** Provided records follows **

PR #164, opened 2024-07-29
removed panicking when peer_addr fails

pompon0:
peer_addr() may fail if the network socket is closed. It needs to be handled gracefully.
I've also refactored some of the error handling to propagate cancellation better.

### DIFF
--- a/node/actors/network/src/frame.rs
+++ b/node/actors/network/src/frame.rs
@@ -1,6 +1,7 @@
 //! Simple frame encoding format (length ++ value) for protobuf messages,
 //! since protobuf messages do not have delimiters.
 use crate::{mux, noise::bytes};
+use anyhow::Context as _;
 use zksync_concurrency::{ctx, io};
 
 /// Reads a raw frame of bytes from the stream and interprets it as proto.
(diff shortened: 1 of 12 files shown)


node/actors/network/src/frame.rs
```diff
@@ -53,28 +54,41 @@ pub(crate) async fn recv_proto<T: zksync_protobuf::ProtoFmt, S: io::AsyncRead +
...
     let msg_size = u32::from_le_bytes(msg_size);
-    anyhow::ensure!(
-        msg_size as usize <= max_size,
-        "message too large: max = {max_size}, got {msg_size}",
-    );
+    if msg_size as usize > max_size {
+        return Err(
+            anyhow::format_err!("message too large: max = {max_size}, got {msg_size}",).into(),
+        );
+    }
```
aakoshh, line 67: What was wrong with `anyhow::ensure!`?

pompon0: anyhow::ensure needs the function to return exactly anyhow::Result (with ctx::Result it won't compile). It is possible to write a more general macro which will work with any error type implementing `From<anyhow::Error>`.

** End of Provided records **

## Problem requirements
Copy down the material above exactly as it is.

## Response to this exercise
PR #164, opened 2024-07-29
removed panicking when peer_addr fails

pompon0:
peer_addr() may fail if the network socket is closed. It needs to be handled gracefully.
I've also refactored some of the error handling to propagate cancellation better.

### DIFF
--- a/node/actors/network/src/frame.rs
+++ b/node/actors/network/src/frame.rs
@@ -1,6 +1,7 @@
 //! Simple frame encoding format (length ++ value) for protobuf messages,
 //! since protobuf messages do not have delimiters.
 use crate::{mux, noise::bytes};
+use anyhow::Context as _;
 use zksync_concurrency::{ctx, io};
 
 /// Reads a raw frame of bytes from the stream and interprets it as proto.
(diff shortened: 1 of 12 files shown)


node/actors/network/src/frame.rs
```diff
@@ -53,28 +54,41 @@ pub(crate) async fn recv_proto<T: zksync_protobuf::ProtoFmt, S: io::AsyncRead +
...
     let msg_size = u32::from_le_bytes(msg_size);
-    anyhow::ensure!(
-        msg_size as usize <= max_size,
-        "message too large: max = {max_size}, got {msg_size}",
-    );
+    if msg_size as usize > max_size {
+        return Err(
+            anyhow::format_err!("message too large: max = {max_size}, got {msg_size}",).into(),
+        );
+    }
```
aakoshh, line 67: What was wrong with `anyhow::ensure!`?

pompon0: anyhow::ensure needs the function to return exactly anyhow::Result (with ctx::Result it won't compile). It is possible to write a more general macro which will work with any error type implementing `From<anyhow::Error>`.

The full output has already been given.